Work to be completed => Please copy each line in the records below that contains the string "exists".

Available records =>

[Start of section]

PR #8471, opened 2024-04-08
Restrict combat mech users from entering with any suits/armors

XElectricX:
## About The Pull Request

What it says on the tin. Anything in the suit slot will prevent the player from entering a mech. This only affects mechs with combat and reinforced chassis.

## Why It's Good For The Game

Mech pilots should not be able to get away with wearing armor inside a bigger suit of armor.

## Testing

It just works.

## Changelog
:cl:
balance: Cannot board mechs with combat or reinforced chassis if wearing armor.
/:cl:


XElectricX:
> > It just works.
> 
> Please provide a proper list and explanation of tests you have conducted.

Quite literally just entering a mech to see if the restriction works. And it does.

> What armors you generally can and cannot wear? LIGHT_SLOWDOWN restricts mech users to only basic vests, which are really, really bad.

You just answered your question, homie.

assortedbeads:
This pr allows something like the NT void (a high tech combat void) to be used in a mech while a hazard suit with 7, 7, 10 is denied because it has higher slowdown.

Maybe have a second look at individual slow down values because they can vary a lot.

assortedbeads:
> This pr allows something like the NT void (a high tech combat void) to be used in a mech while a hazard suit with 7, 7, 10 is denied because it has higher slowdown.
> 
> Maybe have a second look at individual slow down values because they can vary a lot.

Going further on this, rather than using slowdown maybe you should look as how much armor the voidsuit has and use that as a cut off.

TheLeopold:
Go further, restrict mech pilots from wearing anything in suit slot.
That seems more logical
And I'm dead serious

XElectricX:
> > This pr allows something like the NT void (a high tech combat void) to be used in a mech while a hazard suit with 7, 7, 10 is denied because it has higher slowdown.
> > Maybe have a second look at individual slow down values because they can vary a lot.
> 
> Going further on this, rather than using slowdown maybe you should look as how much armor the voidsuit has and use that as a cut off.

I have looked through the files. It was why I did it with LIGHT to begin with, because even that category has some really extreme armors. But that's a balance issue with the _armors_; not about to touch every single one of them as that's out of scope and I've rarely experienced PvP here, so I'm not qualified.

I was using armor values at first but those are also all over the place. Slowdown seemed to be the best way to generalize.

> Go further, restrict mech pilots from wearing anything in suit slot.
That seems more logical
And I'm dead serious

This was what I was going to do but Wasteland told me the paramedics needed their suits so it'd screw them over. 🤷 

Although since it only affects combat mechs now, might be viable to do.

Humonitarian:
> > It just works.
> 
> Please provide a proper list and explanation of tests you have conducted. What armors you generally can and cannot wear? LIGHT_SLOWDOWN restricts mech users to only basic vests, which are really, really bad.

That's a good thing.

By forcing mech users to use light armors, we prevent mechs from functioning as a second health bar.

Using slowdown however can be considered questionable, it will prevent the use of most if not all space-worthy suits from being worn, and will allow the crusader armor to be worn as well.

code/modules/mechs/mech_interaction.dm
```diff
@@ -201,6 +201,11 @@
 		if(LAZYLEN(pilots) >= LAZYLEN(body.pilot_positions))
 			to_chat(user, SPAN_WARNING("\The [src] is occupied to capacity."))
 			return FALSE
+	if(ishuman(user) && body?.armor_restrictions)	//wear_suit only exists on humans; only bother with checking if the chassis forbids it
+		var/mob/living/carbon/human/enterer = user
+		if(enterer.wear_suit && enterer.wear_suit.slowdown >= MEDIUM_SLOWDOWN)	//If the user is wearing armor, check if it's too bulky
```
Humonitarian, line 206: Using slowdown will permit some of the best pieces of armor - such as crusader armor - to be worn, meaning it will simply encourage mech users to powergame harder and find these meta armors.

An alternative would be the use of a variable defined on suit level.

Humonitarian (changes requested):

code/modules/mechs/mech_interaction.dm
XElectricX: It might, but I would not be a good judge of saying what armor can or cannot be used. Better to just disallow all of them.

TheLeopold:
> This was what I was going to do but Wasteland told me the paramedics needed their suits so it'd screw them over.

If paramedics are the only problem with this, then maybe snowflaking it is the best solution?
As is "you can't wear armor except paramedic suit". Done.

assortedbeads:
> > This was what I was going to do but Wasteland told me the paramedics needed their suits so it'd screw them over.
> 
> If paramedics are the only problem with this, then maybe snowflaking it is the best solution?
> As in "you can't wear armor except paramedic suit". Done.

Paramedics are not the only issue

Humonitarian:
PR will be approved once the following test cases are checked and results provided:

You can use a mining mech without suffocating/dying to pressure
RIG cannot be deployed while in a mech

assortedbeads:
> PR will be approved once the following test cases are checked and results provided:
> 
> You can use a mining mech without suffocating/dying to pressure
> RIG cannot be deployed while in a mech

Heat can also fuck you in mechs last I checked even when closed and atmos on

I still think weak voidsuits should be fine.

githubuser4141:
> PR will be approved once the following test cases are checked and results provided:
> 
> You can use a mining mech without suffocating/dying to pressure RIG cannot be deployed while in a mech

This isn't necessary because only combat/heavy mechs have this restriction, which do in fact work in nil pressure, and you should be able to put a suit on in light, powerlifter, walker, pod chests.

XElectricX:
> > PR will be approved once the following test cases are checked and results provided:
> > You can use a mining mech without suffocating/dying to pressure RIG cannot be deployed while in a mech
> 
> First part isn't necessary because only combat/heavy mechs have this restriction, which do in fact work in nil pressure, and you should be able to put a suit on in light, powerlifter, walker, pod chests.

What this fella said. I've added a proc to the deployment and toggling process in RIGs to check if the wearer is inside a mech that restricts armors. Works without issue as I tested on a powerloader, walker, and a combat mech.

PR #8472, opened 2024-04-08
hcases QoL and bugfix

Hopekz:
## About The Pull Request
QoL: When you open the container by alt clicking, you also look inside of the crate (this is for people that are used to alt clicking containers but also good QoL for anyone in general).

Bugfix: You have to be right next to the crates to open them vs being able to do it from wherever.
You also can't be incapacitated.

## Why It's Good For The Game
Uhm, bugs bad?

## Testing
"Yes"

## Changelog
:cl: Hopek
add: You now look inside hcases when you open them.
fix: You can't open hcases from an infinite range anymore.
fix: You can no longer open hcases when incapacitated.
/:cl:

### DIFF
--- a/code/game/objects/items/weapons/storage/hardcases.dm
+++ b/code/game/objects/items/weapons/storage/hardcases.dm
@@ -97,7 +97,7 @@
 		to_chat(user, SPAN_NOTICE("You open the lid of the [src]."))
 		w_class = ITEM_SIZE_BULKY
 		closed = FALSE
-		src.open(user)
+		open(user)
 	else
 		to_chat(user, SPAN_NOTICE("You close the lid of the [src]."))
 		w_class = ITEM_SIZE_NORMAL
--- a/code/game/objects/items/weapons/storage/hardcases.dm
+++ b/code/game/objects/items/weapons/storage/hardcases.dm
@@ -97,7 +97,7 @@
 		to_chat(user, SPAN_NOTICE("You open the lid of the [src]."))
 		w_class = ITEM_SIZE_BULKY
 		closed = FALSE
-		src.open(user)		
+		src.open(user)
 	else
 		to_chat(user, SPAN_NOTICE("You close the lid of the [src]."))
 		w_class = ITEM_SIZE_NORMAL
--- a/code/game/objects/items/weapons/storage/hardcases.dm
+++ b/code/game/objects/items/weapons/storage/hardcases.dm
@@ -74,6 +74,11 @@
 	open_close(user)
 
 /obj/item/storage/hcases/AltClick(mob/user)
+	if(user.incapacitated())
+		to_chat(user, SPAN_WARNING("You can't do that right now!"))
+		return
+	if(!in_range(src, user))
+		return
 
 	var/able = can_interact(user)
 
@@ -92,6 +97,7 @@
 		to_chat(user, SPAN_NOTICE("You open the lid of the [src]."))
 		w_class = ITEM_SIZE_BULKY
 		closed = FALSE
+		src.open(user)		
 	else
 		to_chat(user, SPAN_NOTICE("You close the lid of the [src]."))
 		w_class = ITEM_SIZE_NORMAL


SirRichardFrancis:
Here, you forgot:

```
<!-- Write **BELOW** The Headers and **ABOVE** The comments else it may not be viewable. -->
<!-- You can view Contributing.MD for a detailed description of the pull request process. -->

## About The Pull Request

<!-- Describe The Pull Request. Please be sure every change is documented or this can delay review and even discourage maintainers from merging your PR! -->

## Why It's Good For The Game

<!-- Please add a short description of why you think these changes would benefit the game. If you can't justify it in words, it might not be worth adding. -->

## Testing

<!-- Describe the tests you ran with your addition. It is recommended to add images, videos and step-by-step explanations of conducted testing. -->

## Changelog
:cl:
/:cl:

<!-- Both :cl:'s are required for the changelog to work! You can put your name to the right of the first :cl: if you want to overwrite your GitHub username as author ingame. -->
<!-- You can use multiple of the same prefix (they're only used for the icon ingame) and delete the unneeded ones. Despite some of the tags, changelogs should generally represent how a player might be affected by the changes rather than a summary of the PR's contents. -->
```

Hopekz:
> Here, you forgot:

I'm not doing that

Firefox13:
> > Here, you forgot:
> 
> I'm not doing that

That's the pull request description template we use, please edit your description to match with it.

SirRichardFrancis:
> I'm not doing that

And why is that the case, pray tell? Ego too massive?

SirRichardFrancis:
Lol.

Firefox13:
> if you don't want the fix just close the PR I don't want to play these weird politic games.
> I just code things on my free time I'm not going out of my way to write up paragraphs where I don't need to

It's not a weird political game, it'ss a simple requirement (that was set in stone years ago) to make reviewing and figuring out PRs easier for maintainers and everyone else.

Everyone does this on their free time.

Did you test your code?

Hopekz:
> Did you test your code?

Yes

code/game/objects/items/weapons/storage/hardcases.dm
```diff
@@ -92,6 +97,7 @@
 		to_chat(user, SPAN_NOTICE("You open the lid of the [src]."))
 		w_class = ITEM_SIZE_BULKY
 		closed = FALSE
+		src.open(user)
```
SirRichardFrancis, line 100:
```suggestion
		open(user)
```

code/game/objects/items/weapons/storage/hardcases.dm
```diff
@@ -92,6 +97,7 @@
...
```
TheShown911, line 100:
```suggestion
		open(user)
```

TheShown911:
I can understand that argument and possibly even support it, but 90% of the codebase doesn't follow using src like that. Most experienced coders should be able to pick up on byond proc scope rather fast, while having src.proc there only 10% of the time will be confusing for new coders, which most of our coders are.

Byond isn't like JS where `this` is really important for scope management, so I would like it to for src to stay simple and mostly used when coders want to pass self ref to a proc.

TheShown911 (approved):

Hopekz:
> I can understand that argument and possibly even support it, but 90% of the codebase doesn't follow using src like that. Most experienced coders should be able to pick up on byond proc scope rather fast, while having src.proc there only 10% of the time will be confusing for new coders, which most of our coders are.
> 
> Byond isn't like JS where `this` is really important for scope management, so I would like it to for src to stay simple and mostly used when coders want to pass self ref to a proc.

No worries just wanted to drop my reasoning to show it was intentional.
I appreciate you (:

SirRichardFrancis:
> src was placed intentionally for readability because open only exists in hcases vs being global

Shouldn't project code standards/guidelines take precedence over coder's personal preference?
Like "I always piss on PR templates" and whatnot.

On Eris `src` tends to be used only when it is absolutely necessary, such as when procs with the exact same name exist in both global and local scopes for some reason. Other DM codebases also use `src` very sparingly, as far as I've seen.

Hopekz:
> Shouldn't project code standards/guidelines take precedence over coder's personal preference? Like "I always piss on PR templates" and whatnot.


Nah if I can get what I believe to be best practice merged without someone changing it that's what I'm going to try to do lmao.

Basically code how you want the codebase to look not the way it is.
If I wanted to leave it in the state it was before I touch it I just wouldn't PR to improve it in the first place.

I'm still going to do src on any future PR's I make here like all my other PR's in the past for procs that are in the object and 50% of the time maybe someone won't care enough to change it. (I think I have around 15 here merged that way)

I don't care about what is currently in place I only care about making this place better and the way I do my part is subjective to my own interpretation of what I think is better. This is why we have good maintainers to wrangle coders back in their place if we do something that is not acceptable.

[End of section]

Exercise response =>
+	if(ishuman(user) && body?.armor_restrictions)	//wear_suit only exists on humans; only bother with checking if the chassis forbids it
> src was placed intentionally for readability because open only exists in hcases vs being global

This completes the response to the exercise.